By Thomas Scott
Supercomputer learns then un-learns Urban Dictionary
IBM’s Watson made waves after its debut in February 2011 on the iconic game show Jeopardy.
But recently the supercomputer has taken to memorizing the entirety of the notorious slang database Urban Dictionary.
Watson is a super-computer designed by IBM to master natural language processing, a field that involves using artificial intellgience to facilitate communication between computers and people.
According to The Atlantic, researchers discerned that use of “informal language might be a great way for Watson to understand the way real people communicate.” But once Watson had successfully copied Urban Dictionary’s contents, it could not differentiate between appropriate language and profanity.
IBM’s website claims that Watson can “analyze the meaning and context of human language.”
However, researchers were forced to remove any trace of the site from Watson’s memory banks and devise a filter to censor any foul language.
The Artificial Intelligence Platform is being implemented in more practical applications, such as finance and healthcare, which deal with immense quantities of data.

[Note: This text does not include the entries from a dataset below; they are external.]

Issue #927, opened 2018-03-13
User defined `delay` variable in `Synapses` object creates ambigiuity


denisalevi:
The `delay` variable (as shortcut for the pre pathways delay) is accessible in the `Synapses` objects equations (`model`, `on_event` etc). But `delay` can also be defined as a synaptic variable, which create ambiguity about which variable is used when.

Quick example I was just running. When using `delay` in a differential equation like this
```python
Synapses(group, group, model='''                          
                dA/dt = delay/ms : second                        
                ''',
                delay=2*ms)
```
`delay=2*ms` is used for the state update of `A`. But when defining another `delay` variable, e.g. like this
```python
Synapses(group, group, model='''                          
                dA/dt = delay/ms : second
                delay = 4*ms : second                  
                ''',
                delay=2*ms)
```
`delay = 4*ms` is used in the state update of `A`.

I guess banning `delay` as synaptic variables as done for `lastupdate` would solve this. Or removing the accessibility to the synaptic delay in synapse code since other pathways delay variables (e.g. `post.delay`) are not accessible in synapse code either.

mstimberg:
> I guess banning delay as synaptic variables as done for lastupdate would solve this. 

Uh, indeed -- I'm actually surprised that this was not already the case... :unamused: 

> Or removing the accessibility to the synaptic delay in synapse code since other pathways delay variables (e.g. post.delay) are not accessible in synapse code either.

This is not that trivial, unfortunately. We add a reference to the pre pathway's delay to the `Synapses.variables` dictionary. The `variables` dictionary has two uses: it determines what you can access as attributes of the `Synapses` object, and it determines the variables you can access in the code. For `delay`, we are only interested in the former (to allow the convenience of `syn.delay = ...` instead of `syn.pre.delay = ...`) but it comes necessarily with the latter.

That said, I think we should fix both things, i.e.: no longer allow to declare variables called "delay", and change the mechanism so that the `delay` of the pre-synaptic pathway is not exposed via `variables` but in a more direct way (`Synapses.delay` is a property, delegating things to the pre-synaptic pathway).

Issue #355, opened 2014-10-31
Allow time varying delays in Synapses as an option


thesamovar:

phreeza:
Are there any plans on integrating this feature? I think brian 1 had it, right? If so, would it be hard porting it from there? I would be interested in doing it.

mstimberg:
Yes, we are certainly interested in this (just ignore that this issue was already opened 2 1/2 years ago ;) ). The feature was in Brian 1 as an experimental feature, but I don't think we necessarily have to port it from there. The basic change is relatively obvious, the difficulty comes from getting the details right.

The core reason why delays are not allowed to change during the run is that at the start of a run, we transform all delays into "offsets", i.e. simply integers representing the delay in timesteps (which is used to insert arriving spikes into the `SpikeQueue`): https://github.com/brian-team/brian2/blob/master/brian2/synapses/cspikequeue.cpp#L90

The easiest way to implement support for changing delays would be to make this preparation optional and only do it when the user uses constant delays, otherwise we transform the delay into an integer value for each spike. It would probably a good idea to profile this a bit and see whether it makes a meaningful speed difference (by comparing two simulations where delays are constant, but in one case, they are marked as variable). If it does not, we could also *never* pre-calculate integer delays. On the other hand, if it makes a big difference, we might e.g. keep a look-up table to replace a relatively  costly division/rounding operation by a look-up.

Then, there are a few syntax questions: should it be an explicit choice by the user to allow the use of variable delays, or do we switch automatically if there is any code that modifies the delays? I'd probably vote for the former, but then again if we decide that pre-calculation does not save us anything, we could simply always allow variable delays. Finally, how much do we check the delay values that the user dynamically sets in their code? Setting negative values would certainly give weird results, but our code-generation framework has no general mechanism to control for this [1]. Also, our `SpikeQueue` data structure is based on a maximum delay -- what happens if the dynamic change makes a delay bigger than the previously maximal delay? Do we have a dynamic data structure with a bit of buffer for this situation (e.g. like a dynamic array, whenever we exceed the current maximal delay, we double it)? Or does the user need to manually set a maximal delay in the beginning? The former can be potentially costly in memory, and the latter can be possibly annoying if it raises an error for delays exceeding the set maximum value (imagine this error at some point during a long-running simulation just because a single delay became a tiny bit bigger than the maximal delay), or lead to hard-to-find bugs if it silently clips delays to the maximum.

[...]

PR #931, opened 2018-03-20
[MRG] Handle delay variable differently

mstimberg:
As discussed in #927 , this PR changes two things:
* `delay` can no longer be used as a variable name in `Synapses`
* The pre-synaptic delay can still be set/accessed using the shorthand `synapses.delay` (instead of `synapses.pre.delay`), but you can no longer reference `delay` in code.

I'm not 100% sure about the latter change: I don't see much use of accessing it in code, but in the long-term we want to have access to it for models of "delay plastiticity" (#355). However, we'd still have to be unambiguous about the syntax to distinguish `pre` and `post` delay. We could simply use `delay_pre` and `delay_post` but then this would be confusing with respect to other `_pre` and `_post` variables which refer neuronal and not synaptic variables. But I think this is something that we should discuss/fix independent of this PR.

### DIFF
--- a/brian2/equations/equations.py
+++ b/brian2/equations/equations.py
@@ -177,7 +177,7 @@ def check_identifier_reserved(identifier):
     if (identifier in ('t', 'dt', 'xi', 'i', 'N') or
             identifier.startswith('xi_')):
         raise SyntaxError(('"%s" has a special meaning in equations and cannot '
-                           ' be used as a variable name.') % identifier)
+                           'be used as a variable name.') % identifier)
 
 
 def check_identifier_units(identifier):
@@ -675,7 +675,8 @@ class Equations(collections.Hashable, collections.Mapping):
     #: `Equations.register_identifier_check` and will be automatically
     #: used when checking identifiers
     identifier_checks = {check_identifier_basic, check_identifier_reserved,
-                         check_identifier_functions, check_identifier_units}
+                         check_identifier_functions, check_identifier_constants,
+                         check_identifier_units}
 
     @staticmethod
     def register_identifier_check(func):
--- a/brian2/equations/equations.py
+++ b/brian2/equations/equations.py
@@ -133,7 +133,7 @@ def check_identifier_basic(identifier):
     
     Raises
     ------
-    ValueError    
+    SyntaxError
         If the identifier does not conform to the above rules.
     '''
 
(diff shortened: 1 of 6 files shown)


thesamovar:
I agree we want to have it in the long term but need to decide a good syntax for it. Do you think that's covered in existing issues or should we add a new issue for that?

mstimberg:
> Do we want to change a whole bunch of ValueError to SyntaxError since strictly speaking this is a backwards-incompatible change? I think it's probably OK in this case but just wanted to raise the point.

Yes, I was wondering about this as well -- I certainly agree that backwards-compatiblity is important. I think in this case it is fine because I don't see a reason for a user or e.g. a developer of a device to catch this error. It is raised if the user uses an illegal name for a variable, and I don't see a reason to not propagate it to the user.

The situation before was really quite ugly:
```pycon
>>> g = NeuronGroup(1, 'i : volt')
...
KeyError: 'The name "i" is already present in the variables dictionary.'
>>> g = NeuronGroup(1, 'exp : volt')
...
ValueError: "exp" is the name of a function, cannot be used as a variable name.
>>> g = NeuronGroup(1, '')
>>> s = Synapses(g, g, 'lastupdate : second')
...
SyntaxError: lastupdate is a reserved name.
```

In contrast, with this PR:
```pycon
>>> g = NeuronGroup(1, 'i : volt')
...
SyntaxError: "i" has a special meaning in equations and cannot  be used as a variable name.
>>> g = NeuronGroup(1, 'exp : volt')
...
SyntaxError: "exp" is the name of a function, cannot be used as a variable name.
>>> g = NeuronGroup(1, '')
s = Synapses(g, g, 'lastupdate : second')
...
SyntaxError: "lastupdate" is a reserved name that cannot be used as a variable name.
```

However, I just realized that our check for the name of constants (to avoid variables named `pi`, `inf`, or `e`), was actually not applied... I'll fix this here as well.

thesamovar:
Agreed!

mstimberg:
Ha, I found another issue in this PR... The PR broke all non-trivial indexing (e.g. with strings or with pre-/post-synaptic neuron indices) for the `delay` variable. Unfortunately, this was not covered in the tests, I only discovered it because the Licklider example no longer worked. Looking into this more, I actually realized that this was already partly broken before. The following works in master (but was broken in this PR):
```Python
>>> S.delay[1, :] = 5*ms
```
But the following does not:
```Python
>>> S.pre.delay[1, :] = 5*ms
```

With the fix I just submitted, both work now.

thesamovar:
Good spot!

mstimberg:
All tests pass, merging it now.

IBM described progress in a March press release, saying, “Extracting medical facts … buried in large volumes of data” from a variety of sources like “electronic medical records, family medical history and the latest clinical research.”
But electronic records have not been as widely utilized as expected, which could perhaps impede Watson’s research goals.
A 2005 report by the Research and Development Corporation (RAND), a non-profit think tank, predicted that digitization of medical records was an inevitability. However, recent reports have elucidated just how much the adoption of electronic medical records have faltered.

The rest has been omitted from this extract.